When looking for economics books, it helps to know exactly what your specific goals are. The original poster was looking to understand economics, and to also be able to pass some tests.
For a beginner seeking to understand economics, I recommend Carl Menger's Principles of Economics. Look also at Richard Salsman's recommendations in his area for fundamental texts.
For a textbook that will help one pass a test on Micro & Macroeconomics, I haven't looked at them all, but "Economics: Private and Public Choice" by Gwartney and Stroup was better than a number of alternatives I've seen (I encountered it in my CFA study program), though far from perfect. To pass a standard test on economics, sadly, one must become quite familiar with the mechanics of some very false theories.
(See the following essay as a worst-case example:
http://www.capmag.com/article.asp?ID=1452)Beware of reading just books of polemics, if your goal is to do something practical with your understanding of economics. Unfortunately, it seems that the majority of "free-market" books on economics are primarily polemical - why Keynesianism is wrong, why Socialism is wrong, etc. I see far fewer books that provide positive insight into how an economist should approach economics.
In my work in investment research, I'm trying to identify specific relationships between various prices and economic factors to revenues and profitability of various industries, as well as investor reaction to these items. Mises' bias against mathematics to some degree stunted my interest in quantitative methods in economics early in my studies, but I've tried to recover from this. I don't know many modern Austrians interested in or able to tackle real-life short to medium term analyses like this.
In my view, there is a gaping hole in the economics literature. I wish I could see a pro-capitalist texbook which builds upon Menger's and Ayn Rand's foundations to develop a new theory of macroeconomics that attempts to at least some degree codify and quantify how the productive process of people and firms aggregate to create economic progress, and explain how various influences, innovations, negative surprises, external impacts, and government distortions can create changes in the economy. This would be a VERY useful book.
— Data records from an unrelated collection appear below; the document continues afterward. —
PR #287, opened 2026-09-19
simplecv: batched UmeTrack skinning + exoego schema sections for SHOW3D (hands, objects, captions, blur, provenance)

pablo-rerun:
Groundwork for ingesting SHOW3D (facebook/show3d-dataset) into dataforge. PR 1 of 5; the design record is the shared-understanding brief (https://pablos-4800gt.ilish-ruler.ts.net:8768/show3d/shared-understanding.md) and the scratch-ingest pixel evidence is at https://pablos-4800gt.ilish-ruler.ts.net:8768/show3d/sample-ingest-evidence.html.

**simplecv.umetrack_temp**
- `skin_landmarks`/`_skin_points` claimed `...` batch dims but reshaped the shared model per batch element, so any batch > 1 raised. Now one call skins N poses: the model is broadcast once and the LBS is two einsums (measured 26x faster and 7x less memory than the per-vertex intermediates for 2000 frames x 788 vertices).
- New `skin_mesh` (dense bone weights) and `wrist_for_hand` (the model is a left hand; the mirror lived in five places). `_skin_points` takes the model; the skinning-transform call is keyword-only (two same-shaped args were swappable). Torch backend kept line-for-line parallel; single-frame results unchanged.
- Tests: batch-vs-frame equivalence over several batch shapes and both backends, identity rest pose, right-hand mirroring without input mutation, and a SHOW3D golden frame (checked-in subject profile + one pose record, read through pyserde) reproducing the shipped `landmarks_3d_mm` to < 1e-3 mm.

**exoego_schema.md** (still `exoego:v2`, additive)
- §1-4: device-anchored world (SHOW3D's back rig), multi-camera static exo rigs, `reference` omitted when no sensor sits at a static rig's origin, optional per-frame headset validity flags, `root_T_world` for a later SLAM layer.
- §5/§6: root `AnnotationContext` at `/` (matches every existing writer) with a class-id table (0 = COCO-133, 1 = UmeTrack hand); `frame_index` sequence timeline beside `video_time` for frame-indexed sources.
- New §10-14: hands, objects, captions/text, face-blur boxes, per-frame source provenance. Writers land in the dataforge SHOW3D PRs that follow.

Gate: simplecv-dev gate on pablo-dl-server @ 4e601aac

- Rerun pixel evidence: not applicable (no Rerun view changed in this PR).

### Follow-ups

- §10 rewritten: hands land in the shared COCO-133 stack (`world/gt/coco133_xyz`, `Points3DWithConfidence`, class 0) and the shipped pixels in `<pinhole>/coco133_uv`; the dataset-specific class 1 is gone. Pane rule for rectified versus distorted cameras documented.
- `simplecv/__init__.py`: beartype now checks function boundaries only (`claw_is_pep526=False`), like dataforge, exo-calib and slam-rs. Annotated jaxtyping locals inside `assembly21_to_coco133` rebuilt a checker per call: 3.3 s of a 3.9 s SHOW3D hand layer write, now 0.08 s.


packages/simplecv/simplecv/umetrack_temp/generic_hand_model_numpy.py
```diff
@@ -239,23 +240,23 @@ def hat(v: Float32[ndarray, "n 3"]) -> Float32[ndarray, "n 3 3"]:
 
 
 def _finger_fk(
-    joint_local_xfs: Float32[ndarray, "... dof_per_finger 4 4"],
-    parent_transform: Float32[ndarray, "... 4 4"],
-) -> list[Float32[ndarray, "... 4 4"]]:
+    joint_local_xfs: Float32[ndarray, "batch dof_per_finger 4 4"],
```
pablovela5620: why did you change this to batch like this? instead of ...? can you look at the jaxtyping documentation so we have clarity as to when each should be used?

pablo-rerun: The change is deliberate, and the short version is that `...` was claiming something the code does not do.

In jaxtyping:
- `...` = zero or more anonymous leading axes, never checked (it is `*_`).
- `*batch` = zero or more named leading axes, checked consistent across every argument that uses the name.
- `batch` = exactly one axis, checked consistent across arguments.

`_finger_fk` and `_joint_local_transform` index `[:, i]` and `reshape(shape[0], -1, 4, 4)`, so they only work with exactly one leading axis. With `...` an unbatched `"20 3"` input would silently index the wrong axis and beartype would let it through. `batch` makes that a type error at the boundary.

The public functions (`skin_landmarks`, `skin_mesh`, `_skin_points`) keep `...` because they really do flatten arbitrary leading dims. The more honest hint there is `*batch`, which would also check that `joint_angles` and `wrist_transforms` share their leading dims. I have not switched those yet because `_skin_points` broadcasts `wrist_transforms`, so a caller could legitimately pass a lower-rank wrist; I will confirm no caller does and switch them in a follow-up rather than in this PR.

Rule I am adding to the python-conventions skill: name the axis when the body indexes it, use `*name` when the function truly broadcasts over leading dims, reserve `...` for "any shape, dtype only".

pablo-rerun: Correction to my reply above, now that I have tested it in our setup (simplecv-dev, jaxtyping 0.2.36, beartype 0.22.9):

- Under `beartype_this_package()` each array is checked **on its own**: dtype, rank, literal sizes, and a name repeated inside one string. A name is **not** compared across arguments or with the return value. So `batch` rejects an unbatched `"20 3"` input (wrong rank), but it does not check that two arguments share the same batch size, and `*batch` checks only the trailing dims. Cross-argument checks happen only under `jaxtyping.jaxtyped` / `install_import_hook`, which we are not adopting (the hook also switches off local-variable checks).
- So the names are documentation today, but they should still be correct.

The follow-up is in 0ce4f64a: the internal helpers keep `batch` (they index axis 1); `skin_landmarks`, `skin_mesh` and `_skin_points` now take `*batch` (they flatten and restore any leading dims), and `_skin_points`' wrist takes `*#batch` because it is broadcast. I checked every caller (dataforge `show3d_hands.py`, `test_show3d_objects.py`, `test_umetrack_skinning.py`, `landmarks_from_hand_pose`): all pass matching leading shapes.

Unfortunately, I haven't seen much come close to this ideal. I have seen some presentations from Richard Salsman that were in the same vein, but a text like this would require 800 pages or so, and would require a huge amount of integration. Econometrics may provide some industry studies, but tends to be full of floating abstractions. Mainstream macroeconomics is terrible, but even the better macroeconomics perspectives are hobbled by a lack of a good and specific base.
Because I think economics can be better understood as being driven by the process of profitable production, I'd recommend that budding economists also study finance and investments. That field is full of errors too, but one must understand concepts like how firms perform capital budgeting and estimate the present value of projects over their estimated lives to really understand the underpinnings of economic progress and economic mistakes on a more concretized level. I would recommend the CFA self-study program as something worthwhile to budding economists, because it includes economics as one part of an integrated study of financial markets. (See www.cfainstitute.org.)